Las enfermedades infecciosas son evidentemente más peligrosas para la existencia humana de lo que sería cualquier animal, y podríamos preguntarnos razonablemente si no hubieran podido provocar una catástrofe final antes de que los glaciares tuviesen oportunidad de invadirnos de nuevo, y ciertamente, mucho antes de que el Sol comience a emprender su ruta para convertirse en gigante rojo.
Lo que se interpone entre semejante catástrofe y nosotros es el nuevo conocimiento que hemos adquirido en el pasado siglo y medio respecto a las causas de las enfermedades infecciosas y los métodos para luchar contra ellas.
En el transcurso de toda su historia, la Humanidad nunca ha contado con defensa alguna contra las enfermedades infecciosas. El hecho real de la infección no se reconocía en los tiempos antiguos y medievales. Cuando la gente comenzaba a morir en masa, la teoría corriente era que un dios airado estaba vengándose por una u otra razón. Las flechas de Apolo estaban lanzadas, de modo que una muerte no era responsable de la otra; Apolo era igualmente responsable de todas ellas.
La Biblia se refiere a algunas epidemias, y en todos los casos habla de la ira de Dios contra los pecadores, como en Samuel 2-4. En los tiempos del Nuevo Testamento, era popular la teoría de las posesiones demoníacas como explicación de la enfermedad, y Jesús y los profetas podían conjurar a los espíritus malignos. La autoridad bíblica en el tema ha mantenido viva la teoría hasta hoy, como prueba la popularidad de películas como
El Exorcista.
Mientras la causa de la enfermedad se atribuyó a influencias divinas o demoníacas, algo tan mundano como el contagio fue pasado por alto. Por suerte, la Biblia también da instrucciones para aislar a los que sufren de lepra (nombre aplicado no sólo a la lepra en sí misma, sino a otras erupciones menos graves de la piel). La práctica bíblica del aislamiento se realizaba por razones religiosas antes que higiénicas, pues la lepra es mínimamente contagiosa. Basándose en la autoridad de la Biblia, los leprosos fueron aislados en la Edad Media, mientras que no lo fueron otras personas afectadas realmente por enfermedades infecciosas. Sin embargo, la práctica del aislamiento motivó que algunos médicos pensaran en ello relacionándolo generalmente con la enfermedad. Sobre todo, el enorme temor a la muerte negra contribuyó a propagar el concepto de cuarentena, nombre que se refería originalmente al aislamiento durante cuarenta
(quarante
en francés) días
[60]
.
El hecho de que el aislamiento disminuía la propagación de una enfermedad, confirmó que el contagio era un hecho. El primero que examinó con detalle esta posibilidad fue un médico italiano, Girolamo Fracastoro (1478-1553). En 1546, sugirió que la enfermedad podía transmitirse por contacto directo de una persona sana con una enferma, o por contacto indirecto de una persona sana con objetos infectados o incluso por transmisión a distancia. Sugirió que unos cuerpos minúsculos, demasiado pequeños para ser vistos, pasaban de la persona enferma a la sana y que estos minúsculos cuerpos tenían el poder de automultiplicarse.

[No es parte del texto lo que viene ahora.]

PR #16503, opened 2025-08-24
Regex support for which command

### LINKED ISSUE #16140: Extend which command to get all executables in $env.PATH
### Related problem

Sometimes I am not sure what the external command name exactly is, so would like to get the list of all commands in the path (and then do some grepping/fzf/etc.. on it).

One of the following would do:

- either add possibility for `which` to accept regex (then I can get everything with something like `which -r ".*"`)
- or add a special switch/subcommand to `which` that would just dump all executables in the path

This nu command does it for me, but it is very slow (about 10sec):

```nu
$env.PATH | where { path exists } | each { path join '*' | glob -D $in | path basename } | flatten | uniq | which $in.0 ...($in | skip 1)
```

I hope that internal implementation would be much faster!

There is a similar command in zsh: `hash`

xolra0d:
Fixes #16140 
Goals:
- [x] Removed thin obsolete wrapper `fn get_entries_in_nu()` over `fn get_entry_in_commands()`.
- [x]  Added support for Regex search in `which` command using `which --regex (-r) 'your_regex'`
- [x] Added use example for Regex
- [x] Added tests for Regex search
## Tasks after submitting

### DIFF
--- a/Cargo.lock
+++ b/Cargo.lock
@@ -3896,6 +3896,7 @@ dependencies = [
  "rand_chacha 0.9.0",
  "rayon",
  "reedline",
+ "regex",
  "rmp",
  "roxmltree",
  "rstest",
@@ -8443,6 +8444,7 @@ source = "registry+https://github.com/rust-lang/crates.io-index"
 checksum = "d3fabb953106c3c8eea8306e4393700d7657561cb43122571b172bbfb7c7ba1d"
 dependencies = [
  "env_home",
+ "regex",
  "rustix 1.0.7",
  "winsafe",
 ]
--- a/Cargo.toml
+++ b/Cargo.toml
@@ -193,7 +193,7 @@ uuid = "1.16.0"
 v_htmlescape = "0.15.0"
 wax = "0.6"
 web-time = "1.1.0"
-which = "8.0.0"
+which = { version = "8.0.0", features = ["regex"] }
 windows = "0.56"
 windows-sys = "0.48"
 winreg = "0.52"
--- a/crates/nu-command/Cargo.toml
+++ b/crates/nu-command/Cargo.toml
@@ -138,6 +138,7 @@ unicode-width = { workspace = true }
 data-encoding = { version = "2.9.0", features = ["alloc"] }
 web-time = { workspace = true }
 webpki-roots = { workspace = true, optional = true }
+regex = "1.11.1"
 
 [target.'cfg(windows)'.dependencies]
 winreg = { workspace = true }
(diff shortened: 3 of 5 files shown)


xolra0d:
Currently, it does not support Regex search over internal commands. Is it required/should I add it?

fdncred:
> Currently, it does not support Regex search over internal commands. Is it required/should I add it?

I think so. If you do `which -r blah` it should search internal and external commands.

xolra0d:
> I think so. If you do `which -r blah` it should search internal and external commands.

In `which` , `^` symbol means search only in external commands, but it's also a special symbol in Regex. 

E.g. it's ambiguous whether `which -a -r ^ls$` means search for external only commands that end in `ls` OR search for commands which are equal to `ls`.

Should Regex part ignore `external` param and always search for both internal and external commands (as I implemented in the last commit), thus leaving `^` for Regex or there is a better way to implement it?

fdncred:
> Should Regex part ignore external param and always search for both internal and external commands

yes, I think so

Bahex:
I don't like the idea of a `--regex` flag for `which` to be honest.

[This comment](https://github.com/nushell/nushell/issues/16140#issuecomment-3217328890) by @kuchta summarizes my issues with this approach.

- It feels like repeating the mistakes of unix shells with commands having ridiculous amount of flags to tweak their behavior.
- It's redundant. Filtering `which`'s output with `where` or `find` fits nushell much better.
- It adds another point of divergence. I don't think we want another `nu-glob` vs `wax` situation. This is not a "possible in the future" hypothetical by the way, `which` uses `regex` while `nu` uses `fancy-regex`.

`which` already has a `...rest` parameter and returns the combined results of all given commands. Leaving it empty and calling `which` without parameters could return all commands. IMO that's the ideal approach.

fdncred:
Ya, kuchta's comments seem more nushell-y to me too. I just suggested which because which_re was built in and seemed pretty trivial to add. I could live with some parameter on `help commands` as well and may be more fitting?

xolra0d:
I think the main purpose of the `help` command is to help, not just list executables. The idea of using `which` to print all internal/external commands seems more elegant. 

If everyone agrees, I can close this PR, and open a new one to implement the new idea.

kuchta:
I agree with @Bahex that omitting positional arguments is probably the most intuitive way how to list all commands (built-in or external). I would also like to keep the logic, that omitting `-a` flag would list just unique commands that would be invoked when used while using `-a` flag would list all including duplicates.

Fracastoro demostró una notable intuición, pero no poseía evidencia que pudiera demostrar su teoría. Si uno está dispuesto a admitir la existencia de cuerpos diminutos e invisibles que saltan de un cuerpo al otro, haciéndolo de buena fe, también podría aceptar la existencia de demonios invisibles.

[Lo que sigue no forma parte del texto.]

Issue #15291, opened 2025-03-11
Variable completion should be aware of current scope


blindFS:
### Describe the bug

<img width="269" alt="Image" src="https://github.com/user-attachments/assets/f454adb7-3590-42f8-92f5-ca795befcb73" />

Related to #15289 

### How to reproduce

As shown in the screenshot

### Expected behavior

should complete `$foo`

### Configuration

| key                | value                                                             |
| ------------------ | ----------------------------------------------------------------- |
| version            | 0.102.0                                                           |
| major              | 0                                                                 |
| minor              | 102                                                               |
| patch              | 0                                                                 |
| branch             |                                                                   |
| commit_hash        |                                                                   |
| build_os           | macos-aarch64                                                     |
| build_target       | aarch64-apple-darwin                                              |
| rust_version       | rustc 1.84.1 (e71f9a9a9 2025-01-27) (built from a source tarball) |
| cargo_version      | cargo 1.84.0 (66221abde 2024-11-19)                               |
| build_time         | 1980-01-01 00:00:00 +00:00                                        |
| build_rust_channel | release                                                           |
| allocator          | mimalloc                                                          |
| features           | default, sqlite, trash                                            |
| installed_plugins  |                                                                   |

blindFS:
https://github.com/nushell/nushell/blob/81e496673e7a96075c65013027b11e09946ae177/crates/nu-protocol/src/engine/state_delta.rs#L27-L27

Seems to me that this is not feasible to fix unless we create more complex scope management mechanism, like ScopeID + tree structured affiliation checking.

ItsHarper:
~~This should also be tagged as LSP, right?~~

Nevermind, this is apparently just how it's organized (the completions label has way more items than the LSP label). It would be nice if GitHub had support for hierarchical labels.

ItsHarper:
Nevermind again, I think I was right the first time. The completions label seems to be intended for custom completions, not LSP completion. That makes way more sense to me, but maybe the naming of the completions label could be improved.

PR #16506, opened 2025-08-25
fix(completion): missing local variables

blindFS:
Make it more user friendly for situations like #15291.

It seems more useful to provide false positives instead of nothing.

False positives are possible.

### DIFF
--- a/crates/nu-cli/src/completions/variable_completions.rs
+++ b/crates/nu-cli/src/completions/variable_completions.rs
@@ -86,13 +86,14 @@ impl Completer for VariableCompletion {
 }
 
 fn trim_variable_name(name: &[u8]) -> String {
-    let mut name = String::from_utf8_lossy(name)
-        .trim_start_matches('-')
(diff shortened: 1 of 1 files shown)


Bahex (approved):
I tried different methods to prevent false positives but couldn't get it to work. So I don't have any suggestions, looks good to me as it is :+1:

I think false positives in completions are an acceptable trade off for including local variables in completions but I'd like to get the opinion of other core team members before proceeding.

Thank you!

blindFS:
@Bahex thanks for the review. Actually I've tried another method ~which should be more accurate but doesn't work as well, you may know what went wrong.~

1. Only parse text before cursor for completion 
2. Don't `exit_scope` if errored with unmatched `{}`
in `parse_def_inner` etc.

~For some reason, this method fails to complete the `let` defined `$fooooo` of the new test case. Which seems weird because `let foo = 1; $fo<tab>` already works in current release.~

Sin embargo, los cuerpos diminutos no continuaron siendo invisibles. Ya en la época de Fracastoro, era corriente el uso de lentes para mejorar la visión. Hacia 1608, se utilizaron combinaciones de lentes para ampliar objetos distantes y se inventó el telescopio. No fue necesaria mucha modificación para disponer de lentes que ampliaran objetos diminutos.
El fisiólogo italiano Marcello Malpighi (1628-1694) fue el primero en utilizar el microscopio para un trabajo importante, informando de sus observaciones hacia 1650.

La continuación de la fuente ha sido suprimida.